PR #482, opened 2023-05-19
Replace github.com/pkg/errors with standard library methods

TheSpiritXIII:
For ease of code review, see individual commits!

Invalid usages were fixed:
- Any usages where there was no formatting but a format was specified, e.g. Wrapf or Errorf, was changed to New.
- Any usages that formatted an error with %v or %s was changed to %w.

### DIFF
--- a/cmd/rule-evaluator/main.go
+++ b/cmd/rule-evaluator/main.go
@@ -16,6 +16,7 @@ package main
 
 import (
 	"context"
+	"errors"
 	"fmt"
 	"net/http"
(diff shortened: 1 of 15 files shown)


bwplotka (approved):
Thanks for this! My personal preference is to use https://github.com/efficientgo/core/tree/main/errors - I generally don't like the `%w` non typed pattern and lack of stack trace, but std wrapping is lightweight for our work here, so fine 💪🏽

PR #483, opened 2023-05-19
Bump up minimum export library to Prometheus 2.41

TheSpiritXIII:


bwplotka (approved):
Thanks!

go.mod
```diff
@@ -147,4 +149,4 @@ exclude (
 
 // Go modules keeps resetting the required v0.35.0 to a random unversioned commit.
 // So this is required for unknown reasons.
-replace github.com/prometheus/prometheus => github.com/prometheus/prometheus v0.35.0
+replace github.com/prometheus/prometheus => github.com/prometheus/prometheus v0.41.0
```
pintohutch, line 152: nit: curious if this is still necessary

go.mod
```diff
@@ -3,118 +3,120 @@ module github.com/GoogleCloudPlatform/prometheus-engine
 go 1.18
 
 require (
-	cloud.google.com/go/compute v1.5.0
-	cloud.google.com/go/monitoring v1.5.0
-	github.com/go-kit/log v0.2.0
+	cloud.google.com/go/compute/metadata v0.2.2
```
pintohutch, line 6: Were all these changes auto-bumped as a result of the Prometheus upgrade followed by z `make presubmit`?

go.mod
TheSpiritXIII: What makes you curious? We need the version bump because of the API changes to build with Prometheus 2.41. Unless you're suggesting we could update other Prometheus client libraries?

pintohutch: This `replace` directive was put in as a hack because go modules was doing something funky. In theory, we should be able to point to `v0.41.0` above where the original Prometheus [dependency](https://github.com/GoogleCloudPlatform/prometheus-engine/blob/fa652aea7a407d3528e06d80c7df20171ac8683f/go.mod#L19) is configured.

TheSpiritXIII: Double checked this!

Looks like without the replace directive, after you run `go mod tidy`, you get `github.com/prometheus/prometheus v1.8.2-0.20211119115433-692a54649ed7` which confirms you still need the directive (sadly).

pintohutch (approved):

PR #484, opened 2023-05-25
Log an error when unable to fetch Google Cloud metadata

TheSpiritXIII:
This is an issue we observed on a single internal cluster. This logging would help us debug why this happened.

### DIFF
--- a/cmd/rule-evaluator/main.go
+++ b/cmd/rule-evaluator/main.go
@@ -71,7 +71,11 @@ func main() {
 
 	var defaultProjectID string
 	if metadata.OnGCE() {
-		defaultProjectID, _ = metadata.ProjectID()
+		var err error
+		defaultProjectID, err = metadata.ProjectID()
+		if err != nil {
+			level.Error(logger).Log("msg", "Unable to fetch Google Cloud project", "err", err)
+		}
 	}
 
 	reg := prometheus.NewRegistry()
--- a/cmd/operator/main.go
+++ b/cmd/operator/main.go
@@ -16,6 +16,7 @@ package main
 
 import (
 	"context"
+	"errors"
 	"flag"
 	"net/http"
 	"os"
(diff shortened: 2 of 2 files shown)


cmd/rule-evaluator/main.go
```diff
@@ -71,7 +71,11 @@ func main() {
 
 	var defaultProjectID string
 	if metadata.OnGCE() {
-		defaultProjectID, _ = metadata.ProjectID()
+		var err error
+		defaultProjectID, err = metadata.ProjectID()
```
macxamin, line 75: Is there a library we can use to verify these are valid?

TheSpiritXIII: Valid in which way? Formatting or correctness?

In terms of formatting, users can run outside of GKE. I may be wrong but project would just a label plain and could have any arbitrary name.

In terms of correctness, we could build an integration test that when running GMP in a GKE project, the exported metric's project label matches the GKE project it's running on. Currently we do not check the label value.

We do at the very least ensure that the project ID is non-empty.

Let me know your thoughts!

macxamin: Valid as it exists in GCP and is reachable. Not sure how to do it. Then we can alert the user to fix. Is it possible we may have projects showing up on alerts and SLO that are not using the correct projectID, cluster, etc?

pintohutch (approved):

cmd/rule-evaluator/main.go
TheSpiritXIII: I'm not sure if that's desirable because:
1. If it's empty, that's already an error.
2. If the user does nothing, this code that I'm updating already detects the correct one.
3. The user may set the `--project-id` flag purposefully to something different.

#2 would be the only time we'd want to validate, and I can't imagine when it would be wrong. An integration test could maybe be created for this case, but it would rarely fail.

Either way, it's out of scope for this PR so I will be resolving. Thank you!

********

Task statement:
Return a word-for-word copy of the lines above from the one holding "TheSpiritXIII: Valid in" through the one holding "#2 would be", with both of them included and nothing besides.

Solution for this exercise:
TheSpiritXIII: Valid in which way? Formatting or correctness?

In terms of formatting, users can run outside of GKE. I may be wrong but project would just a label plain and could have any arbitrary name.

In terms of correctness, we could build an integration test that when running GMP in a GKE project, the exported metric's project label matches the GKE project it's running on. Currently we do not check the label value.

We do at the very least ensure that the project ID is non-empty.

Let me know your thoughts!

macxamin: Valid as it exists in GCP and is reachable. Not sure how to do it. Then we can alert the user to fix. Is it possible we may have projects showing up on alerts and SLO that are not using the correct projectID, cluster, etc?

pintohutch (approved):

cmd/rule-evaluator/main.go
TheSpiritXIII: I'm not sure if that's desirable because:
1. If it's empty, that's already an error.
2. If the user does nothing, this code that I'm updating already detects the correct one.
3. The user may set the `--project-id` flag purposefully to something different.

#2 would be the only time we'd want to validate, and I can't imagine when it would be wrong. An integration test could maybe be created for this case, but it would rarely fail.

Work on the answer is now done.